Work task: I'd like an exact copy of every line from the start of the entries below through the line containing "Debian has begun", please.

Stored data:

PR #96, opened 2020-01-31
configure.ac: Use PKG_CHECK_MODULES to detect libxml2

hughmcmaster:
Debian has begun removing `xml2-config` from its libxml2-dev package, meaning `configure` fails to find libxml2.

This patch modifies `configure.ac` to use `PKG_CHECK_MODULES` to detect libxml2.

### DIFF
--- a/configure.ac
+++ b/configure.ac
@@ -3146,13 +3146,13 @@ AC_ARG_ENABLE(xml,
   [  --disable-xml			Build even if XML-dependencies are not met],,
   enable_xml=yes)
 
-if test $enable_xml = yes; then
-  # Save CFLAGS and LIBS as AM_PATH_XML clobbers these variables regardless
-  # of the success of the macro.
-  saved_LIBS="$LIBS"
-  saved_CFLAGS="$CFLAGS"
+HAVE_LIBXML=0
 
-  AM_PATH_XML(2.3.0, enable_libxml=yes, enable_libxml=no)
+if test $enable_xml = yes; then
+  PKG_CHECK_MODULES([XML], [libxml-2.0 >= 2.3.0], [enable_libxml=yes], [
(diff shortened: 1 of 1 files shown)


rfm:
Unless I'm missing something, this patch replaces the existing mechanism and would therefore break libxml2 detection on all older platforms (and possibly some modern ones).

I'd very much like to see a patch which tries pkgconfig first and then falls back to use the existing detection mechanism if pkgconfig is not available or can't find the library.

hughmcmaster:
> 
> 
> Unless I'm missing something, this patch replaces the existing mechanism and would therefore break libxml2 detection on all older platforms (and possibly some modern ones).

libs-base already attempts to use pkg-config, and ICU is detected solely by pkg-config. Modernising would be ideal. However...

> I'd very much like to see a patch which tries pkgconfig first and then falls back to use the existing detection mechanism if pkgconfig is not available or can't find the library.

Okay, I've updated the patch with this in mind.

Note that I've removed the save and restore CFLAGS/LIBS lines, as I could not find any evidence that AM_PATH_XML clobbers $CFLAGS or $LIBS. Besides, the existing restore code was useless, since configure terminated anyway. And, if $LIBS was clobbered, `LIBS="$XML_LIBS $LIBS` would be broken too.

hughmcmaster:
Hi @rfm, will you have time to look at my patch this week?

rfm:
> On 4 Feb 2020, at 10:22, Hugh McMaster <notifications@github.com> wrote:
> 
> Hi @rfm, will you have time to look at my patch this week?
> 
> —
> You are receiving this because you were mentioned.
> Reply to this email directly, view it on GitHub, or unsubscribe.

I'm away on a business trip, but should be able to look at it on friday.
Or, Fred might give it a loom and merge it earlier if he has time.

Solution for this problem:
PR #96, opened 2020-01-31
configure.ac: Use PKG_CHECK_MODULES to detect libxml2

hughmcmaster:
Debian has begun removing `xml2-config` from its libxml2-dev package, meaning `configure` fails to find libxml2.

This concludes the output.